Baroness Thornhill
Main Page: Baroness Thornhill (Liberal Democrat - Life peer)When I mentioned to my noble friends that I was excited but concerned about my maiden speech, finding my way around, not knowing the protocols and thereby making a gaffe, I was told that everyone would be very helpful and extremely friendly and to stop worrying. And that has indeed been the case. The police, attendants and the famous doorkeepers seem adept at spotting the “newbie” and asking, “Does my Lady need some help?”, and the answer is invariably yes. I should also like to thank the noble Lord, whom I did not recognise, who, on seeing me about to turn and cross in front of the Woolsack, reacted swiftly with a firm yank on the shoulder to avert disaster.
I stand before your Lordships as the directly elected mayor of Watford, a position that I have occupied for 14 years, but in a pre-mayoral life I was a senior teacher in secondary schools, specialising in the education of children with learning and behavioural difficulties and responsible for pastoral care and safeguarding. In both careers I have always looked beyond the immediate and the local and contributed at a national and strategic level, most recently as a deputy chair of the Local Government Association. It is a great pleasure to join other alumni of the LGA across the House.
In the spirit of maiden speeches being uncontroversial, my comments are perhaps more measured and general than they might otherwise have been.
In my experience, the laws of unintended consequence and cumulative impact of several measures colliding can thwart even the best intentions. This is the case with the Bill before the House today. By concentrating mainly on home ownership and housing numbers, the Bill fails to get to grips with the real housing crisis. It is true that most people aspire to have a home of their own, but what about those for whom it is not, and never will be, possible? To achieve balanced, cohesive communities, places need a wide range of housing, from supported housing for those in extreme need to homes for both the low-waged and the affluent—in other words, mixed tenures or a variety of provision. Our hospitals need consultants and cleaners, our service sector needs accountants and admin assistants and our schools need head teachers and dinner ladies. All need somewhere to live. This is not just about the number of houses built but the kind of communities that we are creating. Towns and cities work well only when a wide range of people are able to live and work in them, without suffering crippling rents, long commutes and poverty.
I know how important it is for families to have security of tenure—to know that you will be able to stay in your home while your children grow up without having to keep moving house and school, house and school. Currently, in Watford and nationally, rough sleeping is up. The number of families in temporary homeless accommodation is up. Housing waiting lists are going up, along with rents and house prices. I fear the Bill will do nothing for the people and families behind these statistics. During the passage of the Bill, we will scrutinise whether starter homes are indeed affordable and for whom. We will seek to ensure that they come in addition to, not at the expense of, social, affordable and shared-ownership housing, and that the affordability discount is kept in perpetuity, not just for five years. Will forcing councils to sell off high-value assets, along with extending the right to buy to housing associations, result in more affordable homes or not? We will fight to ensure like-for-like replacement. Pay-to-stay means that those in social housing with a combined household income of only £30,000 are made to pay market rent or leave. Will this result in people buying their own homes, as is hoped, or, as is feared, create a disincentive to work or seek promotion, or lead to a reduction to working part-time to avoid the cap? This is not to mention the logistics of policing this policy.

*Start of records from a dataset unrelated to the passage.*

Issue #137, opened 2017-06-27
Add Google Analytics to Briefcase


yanokwa:
Better analytics will help with important design decisions.

In the settings, there should be a checkbox to disable analytics if desired. It should be checked by default.

jpknox:
Hello yanokwa, I'd like to have a go at this.
I've found a few user-made libraries that interact with Google's Analytics API.
May I have this task assigned to me?

yanokwa:
Welcome to ODK, @jpknox! Please have a go at this! 

What I'd like to get out of the analytics is what operating systems are in use, what version of ODK Briefcase is being run, and what users take (so maybe we track if they use the Pull/Push/Export) and what screens they switch to (Pull/Push/Export/Settings) in the GUI.

Bonus points if you can figure out command line usage as well.

lognaturel:
Hi @jpknox! How is this looking? If you want to explore different options, we're happy to give feedback and ideas here. Also consider joining the developer Slack [here](http://slack.opendatakit.org/)!

jpknox:
Hi Helene,


I've got the app to send my Google analytics account a message when it starts up, which includes the operating system in use.


I've been thinking about getting it to send a breakdown of the ratio of tab usage when the app shuts down, so we'll be able to track which tabs see the most usage - in terms of seconds active. This will require knowledge of Swing, of which I know very little; I've been working through a tutorial on Swing to help myself figure out the GUI.


Thank you for inviting me to the Slack channel, I'll hop in to it when I'm stuck or thinking about possibilities for the analytics.


Regards,

Joao Paulo Knox

________________________________

yanokwa:
Keep up the great work, @jpknox! It'd be awesome to get this into the next monthly release (code freeze on Aug 23rd). If you run into Swing issues, please ask on the Slack. Lots of friendly folks there and @dcbriccetti is our Swing expert.

downeym:
Newbie question here. I understand the value of having analytics be opt-out. But is there a chance for the user to opt-out at the time of initial installation/setup? Or is this feature something they'd have to stumble across by chance (or rather, through a thorough deep review of the settings)? I'd strongly encourage a UX-disruptive (interruption) chance for the user to opt out when they first use Briefcase. It would score big points for people sensitive about data privacy issues.

jpknox:
[...]

PR #164, opened 2017-08-13
#137 Add Google Analytics to Briefcase

jpknox:
Add a checkBox in the settings tab so the user can give or deny their consent to having their behaviour tracked. The setting is persisted.

Generate a UUID for each unique user. The UUID is persisted.

On startup track the following: App name (Briefcase), app version, operating system type, unique user ID.

### DIFF
--- a/build.gradle
+++ b/build.gradle
@@ -33,6 +33,7 @@ dependencies {
     compile group: 'org.opendatakit', name: 'opendatakit-javarosa', version: '2.4.0'
     compile group: 'org.hsqldb', name: 'hsqldb', version: '2.4.0'
     compile files('lib/smallsql-0.21.jar')
+    compile group: 'com.brsanthu', name: 'google-analytics-java', version: '1.1.2'
 }
 
 // Required to use fileExtensions property in checkstyle file
@@ -75,6 +76,7 @@ buildConfig {
     version = getVersionName()
     clsName = 'BuildConfig'
     packageName = 'org.opendatakit.briefcase.buildconfig'
+    buildConfigField 'String', 'GOOGLE_TRACKING_ID', "UA-102618497-1"
 }
 
 mainClassName = 'org.opendatakit.briefcase.ui.MainBriefcaseWindow'
--- a/src/org/opendatakit/briefcase/model/BriefcaseAnalytics.java
+++ b/src/org/opendatakit/briefcase/model/BriefcaseAnalytics.java
@@ -1,0 +1,177 @@
+package org.opendatakit.briefcase.model;
+
+import com.brsanthu.googleanalytics.EventHit;
+import com.brsanthu.googleanalytics.GoogleAnalytics;
+import com.brsanthu.googleanalytics.GoogleAnalyticsConfig;
+import org.opendatakit.briefcase.buildconfig.BuildConfig;
+
+/**
+ *  This class is used to send usage information to ODK's Google Analytics account.
+ *
+ * <P>A library built by 'brsanthu' is utilized to streamline the
+ * process of contacting Google's Measurement Protocol API.</P>
+ * <P>This class also implements the Singleton pattern.</P>
+ *
+ * @author Joao Paulo Knox
+ * @see <a href="https://github.com/brsanthu/google-analytics-java">google-analytics-java</a>
+ */
+public class BriefcaseAnalytics {
+
+  private static final String GOOGLE_TRACKING_ID = BriefcasePreferences.GOOGLE_TRACKING_ID;
+  private static final String UNIQUE_USER_ID = BriefcasePreferences.getUniqueUserID();
+  private static final String EVENT_CATEGORY = "ODK Briefcase";
+  private static final String APPLICATION_NAME = BuildConfig.NAME;
+  private static final String APPLICATION_VERSION = BuildConfig.VERSION;
+
+  private static BriefcaseAnalytics instance;
+  private static final GoogleAnalyticsConfig config = new GoogleAnalyticsConfig();
+  private static final GoogleAnalytics googleAnalytics = new GoogleAnalytics(config, GOOGLE_TRACKING_ID);
+  private static boolean hasTrackedStartup;
+
+  /**
+   * Constructor
+   *
+   * <P>The constructor is private so as to adhere to the rules of the Singleton pattern.</P>
+   */
+  private BriefcaseAnalytics() {
+  }
+
+  /**
+   * Singleton creator.
+   *
+   * <P>This method (along with the private constructor) will ensure
+   * that only one instance of this class is instantiated.</P>
+   * @return the instantiated Singleton of {@link BriefcaseAnalytics}.
+   */
+  public static BriefcaseAnalytics getInstance() {
+    return instance == null ? (instance = new BriefcaseAnalytics()) : instance;
+  }
+
+  /**
+   *  Sends usage information to Google Analytics, only if the user has consented.
+   *  The information is modeled using an {@link EventHit} object.
+   *
+   * @param action (required) name of the event itself.
+   * @param label (optional) an open-ended label.
+   * @param value (optional) an open-ended value. Must be an integer.
+   * @return the {@link EventHit} object.
+   */
+  public EventHit trackEvent(String action, String label, Integer value) {
+    checkStateTrackingConsent();
+    EventHit eventHit = new EventHitBuilder()
+      .trackingID(GOOGLE_TRACKING_ID)
+      .clientID(UNIQUE_USER_ID)
+      .dataSource(System.getProperty("os.name"))
+      .applicationName(APPLICATION_NAME)
+      .applicationVersion(APPLICATION_VERSION)
+      .eventCategory(EVENT_CATEGORY)
+      .eventAction(action)
+      .eventLabel(label)
+      .eventValue(value)
+      .build();
+    googleAnalytics.postAsync(eventHit);
+    return eventHit;
+  }
+
+  /**
+   * Track this application's startup event.
+   *
+   * <P>This should only be run once per application execution.</P>
+   * <P>Note that the method will check to see if it has already tracked this session's startup.</P>
+   */
+  public void trackStartup() {
+    if (!hasTrackedStartup) {
+      trackEvent("Application-Startup", null, null);
+      hasTrackedStartup = true;
+    }
+  }
+
+  /**
+   * Check if the user has set or updated their consent
+   * to ODK tracking their application usage.
+   *
+   * <P>Note that this method should be executed before any event is tracked,
+   * in case the user has unticked the consent checkbox within the session.</P>
+   */
+  private void checkStateTrackingConsent() {
+    config.setGatherStats(BriefcasePreferences.getBriefcaseTrackingConsentProperty());
+  }
+
+  /**
+   * A helper class used to streamline the creation of EventHits.
+   *
+   * <P>An {@link EventHit} object is used to model the information being tracked.</P>
+   */
+  private static class EventHitBuilder {
+
+    private String trackingID;
+    private String clientID;
+    private String dataSource;
+    private String applicationName;
+    private String applicationVersion;
+    private String eventCategory;
+    private String eventAction;
+    private String eventLabel;
+    private Integer eventValue;
+
+    public EventHitBuilder trackingID(String trackingID) {
+      this.trackingID = trackingID;
+      return this;
+    }
+
+    public EventHitBuilder clientID(String clientID) {
+      this.clientID = clientID;
+      return this;
+    }
+
+    public EventHitBuilder dataSource(String dataSource) {
+      this.dataSource = dataSource;
+      return this;
+    }
+
+    public EventHitBuilder applicationName(String applicationName) {
+      this.applicationName = applicationName;
+      return this;
+    }
+
+    public EventHitBuilder applicationVersion(String applicationVersion) {
+      this.applicationVersion = applicationVersion;
+      return this;
+    }
+
+    public EventHitBuilder eventCategory(String eventCategory) {
+      this.eventCategory = eventCategory;
+      return this;
+    }
+
+    public EventHitBuilder eventAction(String eventAction) {
+      this.eventAction = eventAction;
+      return this;
+    }
+
+    public EventHitBuilder eventLabel(String eventLabel) {
+      this.eventLabel = eventLabel;
+      return this;
+    }
+
+    public EventHitBuilder eventValue(Integer eventValue) {
+      this.eventValue = eventValue;
+      return this;
+    }
+
+    public EventHit build() {
+      EventHit eventHit = new EventHit();
+      eventHit.trackingId(trackingID);
+      eventHit.clientId(clientID);
+      eventHit.dataSource(dataSource);
+      eventHit.applicationName(applicationName);
+      eventHit.applicationVersion(applicationVersion);
+      eventHit.eventCategory(eventCategory);
+      eventHit.eventAction(eventAction);
+      eventHit.eventLabel(eventLabel);
+      eventHit.eventValue(eventValue);
+      return eventHit;
+    }
+
+  }
+}
--- a/src/org/opendatakit/briefcase/model/BriefcasePreferences.java
+++ b/src/org/opendatakit/briefcase/model/BriefcasePreferences.java
@@ -16,6 +16,7 @@
 
 package org.opendatakit.briefcase.model;
 import java.security.Security;
+import java.util.UUID;
 import java.util.prefs.Preferences;
 
 import org.apache.http.HttpHost;
@@ -29,6 +30,7 @@ import org.opendatakit.briefcase.buildconfig.BuildConfig;
 public class BriefcasePreferences {
   
   public static final String VERSION = BuildConfig.VERSION;
+  public static final String GOOGLE_TRACKING_ID = BuildConfig.GOOGLE_TRACKING_ID;
   public static final String USERNAME = "username";
   public static final String TOKEN = "token";
   public static final String AGGREGATE_1_0_URL = "url_1_0";
@@ -38,6 +40,8 @@ public class BriefcasePreferences {
   private static final String BRIEFCASE_PROXY_HOST_PROPERTY = "briefcaseProxyHost";
   private static final String BRIEFCASE_PROXY_PORT_PROPERTY = "briefcaseProxyPort";
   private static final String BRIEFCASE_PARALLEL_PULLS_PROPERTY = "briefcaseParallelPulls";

In the concern about the housing part of the Bill, little has been said about its provisions on planning. Here, we are concerned that the democratic process is seen as a barrier to growth and that some of the proposed measures will severely impact on the ability of local authorities to create the kind of community they seek for their residents. It appears to strengthen further the hand of the developers at the expense of communities and their elected representatives. This is a wide-ranging Bill, with many powers worryingly reserved to the Secretary of State. At present, it lacks the detail required for effective scrutiny by both Houses.
Housing is an issue about which I am passionate. One of my earliest memories is of me, aged four, wedged next to a load of boxes in the back of a car. We were moving from Wales to Lancashire, as my parents had lost both their home and their jobs at Tenby Golf Club for the sin of having a second child. Thanks to effective legislation, that could not happen now, but it did then. I have vivid memories of the squalor we lived in for years at the hands of a landlord who, if he was not Rachman, might well have been his northern cousin. Although there are measures in the Bill to deal with rogue landlords, do they really go far enough?
There is real work to do: listening, learning and playing my part in the great work of this House, during the passage of the Bill, and in the months and years to come. In the short time I have been here, it is apparent that the expertise within the House is—to use my children’s favourite word—awesome.